PROMPT >> In the records, find every line with the word "about" and copy it out.

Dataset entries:
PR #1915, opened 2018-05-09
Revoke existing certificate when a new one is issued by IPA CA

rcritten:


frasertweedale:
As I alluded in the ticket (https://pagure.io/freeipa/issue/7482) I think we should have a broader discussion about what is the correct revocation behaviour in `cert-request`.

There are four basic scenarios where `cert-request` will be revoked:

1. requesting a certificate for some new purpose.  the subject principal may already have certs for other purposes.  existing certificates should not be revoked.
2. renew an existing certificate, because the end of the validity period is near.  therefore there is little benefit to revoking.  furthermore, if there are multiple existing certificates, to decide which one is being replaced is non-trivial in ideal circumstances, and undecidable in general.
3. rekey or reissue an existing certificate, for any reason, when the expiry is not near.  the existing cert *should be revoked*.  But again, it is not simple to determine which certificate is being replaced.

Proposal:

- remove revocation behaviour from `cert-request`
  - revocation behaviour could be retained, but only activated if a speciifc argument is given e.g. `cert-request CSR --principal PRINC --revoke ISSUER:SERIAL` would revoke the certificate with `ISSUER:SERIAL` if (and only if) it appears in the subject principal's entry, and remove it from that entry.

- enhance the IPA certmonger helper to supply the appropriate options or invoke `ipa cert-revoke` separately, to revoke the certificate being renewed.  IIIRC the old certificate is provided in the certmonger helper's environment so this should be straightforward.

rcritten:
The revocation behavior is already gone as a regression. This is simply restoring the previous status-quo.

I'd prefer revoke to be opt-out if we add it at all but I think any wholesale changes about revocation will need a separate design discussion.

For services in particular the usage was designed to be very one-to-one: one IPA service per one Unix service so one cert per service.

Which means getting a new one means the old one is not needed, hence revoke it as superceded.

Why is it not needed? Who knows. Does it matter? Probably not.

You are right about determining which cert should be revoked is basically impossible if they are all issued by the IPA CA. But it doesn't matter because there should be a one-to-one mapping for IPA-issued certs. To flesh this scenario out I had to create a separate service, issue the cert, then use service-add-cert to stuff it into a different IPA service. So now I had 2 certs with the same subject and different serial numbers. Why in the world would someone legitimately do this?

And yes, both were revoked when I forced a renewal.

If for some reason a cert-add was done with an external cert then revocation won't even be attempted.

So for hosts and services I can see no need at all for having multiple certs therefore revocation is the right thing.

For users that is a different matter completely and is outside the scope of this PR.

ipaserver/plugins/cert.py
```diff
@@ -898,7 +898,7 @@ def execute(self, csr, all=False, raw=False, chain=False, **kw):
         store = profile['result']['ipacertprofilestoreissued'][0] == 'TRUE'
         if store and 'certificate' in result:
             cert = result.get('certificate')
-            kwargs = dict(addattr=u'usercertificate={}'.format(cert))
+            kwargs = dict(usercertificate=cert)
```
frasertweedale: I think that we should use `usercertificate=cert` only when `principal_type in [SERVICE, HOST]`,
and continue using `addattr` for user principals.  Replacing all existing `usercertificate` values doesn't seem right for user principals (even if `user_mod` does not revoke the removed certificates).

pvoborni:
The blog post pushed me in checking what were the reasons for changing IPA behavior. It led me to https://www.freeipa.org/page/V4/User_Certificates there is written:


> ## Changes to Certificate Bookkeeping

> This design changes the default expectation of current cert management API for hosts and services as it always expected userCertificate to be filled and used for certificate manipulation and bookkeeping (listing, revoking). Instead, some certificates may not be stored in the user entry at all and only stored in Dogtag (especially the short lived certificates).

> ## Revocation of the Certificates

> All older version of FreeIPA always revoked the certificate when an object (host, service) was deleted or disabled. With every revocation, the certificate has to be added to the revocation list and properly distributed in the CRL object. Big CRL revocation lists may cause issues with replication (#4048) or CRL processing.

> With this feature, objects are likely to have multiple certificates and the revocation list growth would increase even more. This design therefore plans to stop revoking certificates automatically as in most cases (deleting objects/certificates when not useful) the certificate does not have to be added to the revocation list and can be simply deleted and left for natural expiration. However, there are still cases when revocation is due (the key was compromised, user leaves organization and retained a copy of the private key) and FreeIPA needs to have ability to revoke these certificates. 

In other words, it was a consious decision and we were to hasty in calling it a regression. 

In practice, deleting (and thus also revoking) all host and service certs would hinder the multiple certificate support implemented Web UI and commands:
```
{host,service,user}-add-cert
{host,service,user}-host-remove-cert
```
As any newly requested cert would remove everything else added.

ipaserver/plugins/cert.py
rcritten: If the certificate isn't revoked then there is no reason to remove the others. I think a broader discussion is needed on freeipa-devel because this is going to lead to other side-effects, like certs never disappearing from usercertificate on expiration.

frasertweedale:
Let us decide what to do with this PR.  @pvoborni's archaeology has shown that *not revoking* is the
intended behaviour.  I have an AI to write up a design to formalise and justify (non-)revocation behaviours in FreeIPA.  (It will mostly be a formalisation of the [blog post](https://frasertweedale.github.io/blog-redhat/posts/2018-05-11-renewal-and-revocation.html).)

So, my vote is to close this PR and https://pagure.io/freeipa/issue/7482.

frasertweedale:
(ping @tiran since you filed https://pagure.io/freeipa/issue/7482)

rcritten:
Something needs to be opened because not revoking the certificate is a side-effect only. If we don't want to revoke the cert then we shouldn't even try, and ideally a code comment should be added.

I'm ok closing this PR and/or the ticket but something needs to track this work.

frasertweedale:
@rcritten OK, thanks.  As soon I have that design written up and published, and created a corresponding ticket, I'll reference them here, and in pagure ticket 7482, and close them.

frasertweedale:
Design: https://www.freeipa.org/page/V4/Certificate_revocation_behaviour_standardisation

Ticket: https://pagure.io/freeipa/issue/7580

WRITTEN ANSWER >>
As I alluded in the ticket (https://pagure.io/freeipa/issue/7482) I think we should have a broader discussion about what is the correct revocation behaviour in `cert-request`.
I'd prefer revoke to be opt-out if we add it at all but I think any wholesale changes about revocation will need a separate design discussion.
You are right about determining which cert should be revoked is basically impossible if they are all issued by the IPA CA. But it doesn't matter because there should be a one-to-one mapping for IPA-issued certs. To flesh this scenario out I had to create a separate service, issue the cert, then use service-add-cert to stuff it into a different IPA service. So now I had 2 certs with the same subject and different serial numbers. Why in the world would someone legitimately do this?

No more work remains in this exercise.